An alternative method of orbit improvement for a Doppler‐tracked satellite: A step toward Earth gravity model refinement

Abstract

An alternative method of orbit and gravity field improvement for Doppler‐tracked satellites is presented here, in view of the prospect of future geodetic and altimetric missions (Doppler Orbitography and Radiopositioning Integrated by Satellite (DORIS)/SPOT 2, the Ocean Topography Experiment (TOPEX)/Poseidon, ERS 1). Owing to a refined analysis of the Doppler residuals generated by a classical orbit computation, it is successively possible (1) to improve the computed spacecraft orbit with interesting by‐products such as improved tracking station coordinates and Doppler reference frequencies, (2) to recover the disturbing forces due to a mismodeling of the geopptential model (i.e., regional gravity anomalies above the stations, in line‐of‐sight direction, and at satellite altitude), and (3) to globally refine the mismodeled gravity field from a dense set of this regional information.
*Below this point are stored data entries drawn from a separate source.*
PR #739, opened 2026-07-31
Fix: compression option as an empty object now behaves like unset instead of throwing

cb1kenobi:
## Summary

Opening a database with `compression` set to an empty object (or an object whose `algorithm` is `undefined`/`null`) threw a `TypeError`, inconsistent with `compression: undefined`, which defers to the native default (LZ4 when the build supports it). `normalizeCompression` now treats an object without an `algorithm` the same as an unset option and returns `{}`. Arrays and other non-object, non-string values still throw.

Since the normalized result is empty, such an open is also non-explicit for the second-open consistency check — same as `undefined`.

## Notes for reviewers

- A `level` on an object with no `algorithm` (e.g. `{ level: 3 }`) is now silently ignored rather than throwing — there is no explicit algorithm to tune, and this shape typically comes from loosely-typed config.
- Cross-model review (Codex) flagged that the public `CompressionOption` type still requires `algorithm`, so TS callers can't pass `{}` without a cast. Left as-is deliberately: the strict type steers TS users away from the ignored-`level` shape while the runtime stays lenient for JS/loose config. Happy to loosen the type if preferred.

Generated by Claude (Fable 5).

### DIFF
--- a/src/store.ts
+++ b/src/store.ts
@@ -132,9 +132,9 @@ export function normalizeCompression(option: CompressionOption | undefined): {
 		algorithm = option;
 	} else if (typeof option === 'object' && !Array.isArray(option)) {
 		if (option.algorithm === undefined || option.algorithm === null) {
-			// An object without an algorithm (e.g. `{}` from loose config) is
-			// treated the same as an unset option; any `level` is ignored since
-			// there is no explicit algorithm to tune.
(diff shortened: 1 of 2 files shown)


kriszyp (approved):
Thanks!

The paper deals with the first two steps with emphasis on step 1. The more classical geodetic problem of step 3 will be the subject of a future paper. Simulation results for Seasat and DORIS are presented and discussed: With a simulated random noise of 0.3 cm/s, orbit error is recovered with an accuracy of a few decimeters. With a noise level of 0.3 mm/s, orbit and force errors are recovered with an rms accuracy better than 0.2m and 0.2 mGal at 800 km altitude. This is very encouraging for future Doppler positioning systems like DORIS.